What needs to be done: In the listing that follows, how many lines contain "unchanged"? Give the number only.
++++ Given information ++++
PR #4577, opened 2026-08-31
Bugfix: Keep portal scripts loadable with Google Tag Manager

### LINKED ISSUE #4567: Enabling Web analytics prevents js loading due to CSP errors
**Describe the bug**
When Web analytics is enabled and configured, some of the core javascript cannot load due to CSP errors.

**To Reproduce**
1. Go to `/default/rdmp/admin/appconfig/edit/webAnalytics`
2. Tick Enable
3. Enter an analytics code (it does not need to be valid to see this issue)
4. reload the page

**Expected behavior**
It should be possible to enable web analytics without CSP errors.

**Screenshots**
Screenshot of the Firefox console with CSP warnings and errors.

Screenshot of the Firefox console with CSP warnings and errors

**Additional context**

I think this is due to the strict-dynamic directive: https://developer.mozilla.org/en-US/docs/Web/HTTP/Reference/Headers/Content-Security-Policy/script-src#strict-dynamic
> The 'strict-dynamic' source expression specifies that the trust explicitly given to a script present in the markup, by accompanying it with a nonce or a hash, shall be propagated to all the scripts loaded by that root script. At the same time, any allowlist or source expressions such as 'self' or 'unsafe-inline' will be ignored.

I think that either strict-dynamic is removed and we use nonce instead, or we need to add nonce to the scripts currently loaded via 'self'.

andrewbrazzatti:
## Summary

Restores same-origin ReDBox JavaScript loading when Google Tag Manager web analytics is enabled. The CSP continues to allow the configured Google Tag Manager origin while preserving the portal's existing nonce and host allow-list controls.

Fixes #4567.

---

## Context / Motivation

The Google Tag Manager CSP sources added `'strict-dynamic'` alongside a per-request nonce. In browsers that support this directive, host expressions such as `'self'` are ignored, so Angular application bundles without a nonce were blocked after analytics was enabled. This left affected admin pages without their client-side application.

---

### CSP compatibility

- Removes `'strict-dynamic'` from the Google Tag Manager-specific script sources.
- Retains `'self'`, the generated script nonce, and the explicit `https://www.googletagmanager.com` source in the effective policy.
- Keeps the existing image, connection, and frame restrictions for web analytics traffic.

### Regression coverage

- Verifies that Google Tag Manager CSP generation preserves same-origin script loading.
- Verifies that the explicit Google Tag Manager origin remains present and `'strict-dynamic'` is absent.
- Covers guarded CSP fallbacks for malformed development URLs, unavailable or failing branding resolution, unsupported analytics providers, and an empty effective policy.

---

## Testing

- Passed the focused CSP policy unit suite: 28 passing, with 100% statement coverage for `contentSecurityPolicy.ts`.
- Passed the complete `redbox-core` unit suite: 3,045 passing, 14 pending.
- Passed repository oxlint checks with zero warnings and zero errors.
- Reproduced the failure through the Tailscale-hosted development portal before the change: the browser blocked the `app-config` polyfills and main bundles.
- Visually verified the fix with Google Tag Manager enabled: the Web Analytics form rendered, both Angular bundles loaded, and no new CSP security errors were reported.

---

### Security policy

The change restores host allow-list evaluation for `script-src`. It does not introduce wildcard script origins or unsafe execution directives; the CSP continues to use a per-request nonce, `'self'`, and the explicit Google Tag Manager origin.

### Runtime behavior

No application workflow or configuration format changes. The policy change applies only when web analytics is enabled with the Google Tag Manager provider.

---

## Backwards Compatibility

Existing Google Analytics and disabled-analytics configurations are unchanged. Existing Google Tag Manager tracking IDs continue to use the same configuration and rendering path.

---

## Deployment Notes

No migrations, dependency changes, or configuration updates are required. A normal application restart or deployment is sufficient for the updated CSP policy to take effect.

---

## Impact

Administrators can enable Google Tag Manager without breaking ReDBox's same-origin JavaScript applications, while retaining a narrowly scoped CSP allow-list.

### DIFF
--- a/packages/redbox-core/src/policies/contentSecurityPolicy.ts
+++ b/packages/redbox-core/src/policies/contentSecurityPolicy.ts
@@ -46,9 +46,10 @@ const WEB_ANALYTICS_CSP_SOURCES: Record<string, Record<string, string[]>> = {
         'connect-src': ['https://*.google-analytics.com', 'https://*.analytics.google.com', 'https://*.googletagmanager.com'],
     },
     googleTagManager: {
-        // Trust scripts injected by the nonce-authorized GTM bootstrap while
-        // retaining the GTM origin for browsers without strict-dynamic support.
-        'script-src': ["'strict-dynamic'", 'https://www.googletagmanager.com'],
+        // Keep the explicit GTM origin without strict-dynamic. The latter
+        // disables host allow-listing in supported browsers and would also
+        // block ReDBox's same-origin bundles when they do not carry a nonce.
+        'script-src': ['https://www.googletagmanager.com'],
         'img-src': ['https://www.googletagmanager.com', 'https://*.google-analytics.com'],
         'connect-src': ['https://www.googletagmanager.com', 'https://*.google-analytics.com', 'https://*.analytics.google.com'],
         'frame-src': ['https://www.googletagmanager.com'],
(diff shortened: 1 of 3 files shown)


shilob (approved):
++++
++++ Given information ++++
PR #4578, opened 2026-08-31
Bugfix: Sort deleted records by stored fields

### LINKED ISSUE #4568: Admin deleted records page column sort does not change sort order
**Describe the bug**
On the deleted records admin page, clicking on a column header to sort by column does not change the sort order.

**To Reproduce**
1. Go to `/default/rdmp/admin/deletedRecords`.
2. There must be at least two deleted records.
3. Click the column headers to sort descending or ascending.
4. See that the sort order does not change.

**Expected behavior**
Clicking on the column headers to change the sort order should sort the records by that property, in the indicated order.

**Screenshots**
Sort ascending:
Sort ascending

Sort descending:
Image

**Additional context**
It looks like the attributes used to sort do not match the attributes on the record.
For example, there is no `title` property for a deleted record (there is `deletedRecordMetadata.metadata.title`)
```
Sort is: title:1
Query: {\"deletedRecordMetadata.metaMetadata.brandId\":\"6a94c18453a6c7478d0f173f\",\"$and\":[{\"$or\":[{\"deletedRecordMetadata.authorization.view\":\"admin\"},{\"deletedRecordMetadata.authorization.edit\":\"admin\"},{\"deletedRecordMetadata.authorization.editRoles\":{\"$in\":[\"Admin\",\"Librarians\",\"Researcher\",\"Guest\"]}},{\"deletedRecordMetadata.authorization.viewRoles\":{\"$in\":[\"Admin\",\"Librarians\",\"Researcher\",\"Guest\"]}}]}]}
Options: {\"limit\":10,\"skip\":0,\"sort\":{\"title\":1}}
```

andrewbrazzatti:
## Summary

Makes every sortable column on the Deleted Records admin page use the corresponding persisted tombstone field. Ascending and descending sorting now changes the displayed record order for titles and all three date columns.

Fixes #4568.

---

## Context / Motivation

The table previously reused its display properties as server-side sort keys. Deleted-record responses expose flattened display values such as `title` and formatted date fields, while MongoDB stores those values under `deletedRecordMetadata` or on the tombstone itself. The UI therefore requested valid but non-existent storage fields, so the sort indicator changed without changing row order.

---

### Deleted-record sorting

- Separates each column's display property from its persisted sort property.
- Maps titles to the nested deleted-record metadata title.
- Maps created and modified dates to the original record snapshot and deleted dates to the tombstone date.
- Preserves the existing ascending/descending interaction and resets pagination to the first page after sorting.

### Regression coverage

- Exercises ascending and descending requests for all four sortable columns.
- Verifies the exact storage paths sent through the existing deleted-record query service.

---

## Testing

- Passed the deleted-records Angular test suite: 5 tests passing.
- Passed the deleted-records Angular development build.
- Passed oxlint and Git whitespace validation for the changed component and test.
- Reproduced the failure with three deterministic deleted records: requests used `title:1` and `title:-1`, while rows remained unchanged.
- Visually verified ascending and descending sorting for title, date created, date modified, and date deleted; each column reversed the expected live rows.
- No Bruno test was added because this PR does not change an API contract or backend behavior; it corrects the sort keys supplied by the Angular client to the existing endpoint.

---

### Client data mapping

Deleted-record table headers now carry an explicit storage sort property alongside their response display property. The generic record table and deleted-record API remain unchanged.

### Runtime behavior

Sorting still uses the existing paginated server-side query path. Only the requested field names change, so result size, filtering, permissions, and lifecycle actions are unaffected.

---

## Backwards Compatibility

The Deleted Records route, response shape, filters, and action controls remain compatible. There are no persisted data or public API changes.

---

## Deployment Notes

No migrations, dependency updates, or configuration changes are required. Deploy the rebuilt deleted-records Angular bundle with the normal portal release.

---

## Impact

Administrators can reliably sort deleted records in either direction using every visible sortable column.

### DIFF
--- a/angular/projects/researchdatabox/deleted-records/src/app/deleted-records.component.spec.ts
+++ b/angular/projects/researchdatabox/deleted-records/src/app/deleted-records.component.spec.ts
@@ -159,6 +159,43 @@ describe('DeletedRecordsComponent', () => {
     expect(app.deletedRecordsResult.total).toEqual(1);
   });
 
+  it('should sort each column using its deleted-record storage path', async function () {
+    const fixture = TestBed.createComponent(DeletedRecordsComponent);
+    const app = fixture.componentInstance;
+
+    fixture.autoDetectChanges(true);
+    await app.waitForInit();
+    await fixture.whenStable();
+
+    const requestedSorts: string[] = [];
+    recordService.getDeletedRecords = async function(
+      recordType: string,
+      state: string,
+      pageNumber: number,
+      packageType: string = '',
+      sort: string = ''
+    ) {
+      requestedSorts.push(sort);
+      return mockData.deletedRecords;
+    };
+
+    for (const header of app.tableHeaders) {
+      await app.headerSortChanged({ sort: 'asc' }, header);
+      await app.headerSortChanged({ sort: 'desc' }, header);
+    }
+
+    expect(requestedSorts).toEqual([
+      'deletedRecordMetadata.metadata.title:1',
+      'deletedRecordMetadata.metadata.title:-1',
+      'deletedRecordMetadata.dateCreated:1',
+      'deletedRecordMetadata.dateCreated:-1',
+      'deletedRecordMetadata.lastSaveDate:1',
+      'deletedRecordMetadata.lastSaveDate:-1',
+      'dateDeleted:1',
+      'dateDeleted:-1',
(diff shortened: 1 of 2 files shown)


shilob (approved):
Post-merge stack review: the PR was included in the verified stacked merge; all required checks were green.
++++
++++ Given information ++++
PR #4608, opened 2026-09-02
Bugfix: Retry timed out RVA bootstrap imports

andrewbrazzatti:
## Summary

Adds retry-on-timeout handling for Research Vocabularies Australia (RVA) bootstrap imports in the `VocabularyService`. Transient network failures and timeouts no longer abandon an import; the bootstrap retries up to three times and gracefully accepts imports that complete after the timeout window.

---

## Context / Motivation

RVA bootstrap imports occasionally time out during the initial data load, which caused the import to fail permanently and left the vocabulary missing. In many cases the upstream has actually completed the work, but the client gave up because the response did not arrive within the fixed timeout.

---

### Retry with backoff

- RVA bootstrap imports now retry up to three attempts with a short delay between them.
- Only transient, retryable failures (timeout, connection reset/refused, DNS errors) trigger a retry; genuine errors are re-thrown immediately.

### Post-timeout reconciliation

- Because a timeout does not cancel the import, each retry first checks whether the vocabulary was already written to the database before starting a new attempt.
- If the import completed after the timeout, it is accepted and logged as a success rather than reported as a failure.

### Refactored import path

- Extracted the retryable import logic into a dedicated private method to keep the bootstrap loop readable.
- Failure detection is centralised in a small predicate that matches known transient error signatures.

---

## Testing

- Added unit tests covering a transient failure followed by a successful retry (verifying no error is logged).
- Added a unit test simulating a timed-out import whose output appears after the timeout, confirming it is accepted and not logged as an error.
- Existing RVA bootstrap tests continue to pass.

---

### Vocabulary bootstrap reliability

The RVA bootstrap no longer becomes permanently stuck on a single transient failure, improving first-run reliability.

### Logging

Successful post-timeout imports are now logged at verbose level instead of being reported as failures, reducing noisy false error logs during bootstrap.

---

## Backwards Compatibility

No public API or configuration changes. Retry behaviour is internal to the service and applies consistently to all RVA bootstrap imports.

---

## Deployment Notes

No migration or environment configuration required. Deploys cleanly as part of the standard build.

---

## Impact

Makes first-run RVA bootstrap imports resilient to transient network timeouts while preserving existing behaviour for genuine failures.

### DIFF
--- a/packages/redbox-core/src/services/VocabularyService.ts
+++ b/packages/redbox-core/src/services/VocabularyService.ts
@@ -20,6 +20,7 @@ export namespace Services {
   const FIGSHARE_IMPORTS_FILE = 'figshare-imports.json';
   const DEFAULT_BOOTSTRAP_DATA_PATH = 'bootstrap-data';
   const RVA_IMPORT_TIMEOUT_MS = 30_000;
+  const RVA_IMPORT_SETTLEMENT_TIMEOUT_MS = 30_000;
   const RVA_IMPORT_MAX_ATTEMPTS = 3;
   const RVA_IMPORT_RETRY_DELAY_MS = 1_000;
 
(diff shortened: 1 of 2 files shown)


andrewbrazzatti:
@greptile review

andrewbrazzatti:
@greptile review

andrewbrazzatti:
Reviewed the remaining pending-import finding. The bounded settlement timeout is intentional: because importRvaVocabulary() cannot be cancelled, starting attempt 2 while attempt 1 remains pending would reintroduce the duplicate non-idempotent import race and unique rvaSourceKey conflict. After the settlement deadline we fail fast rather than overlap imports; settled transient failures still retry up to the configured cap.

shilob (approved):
++++
Answer to this task: 3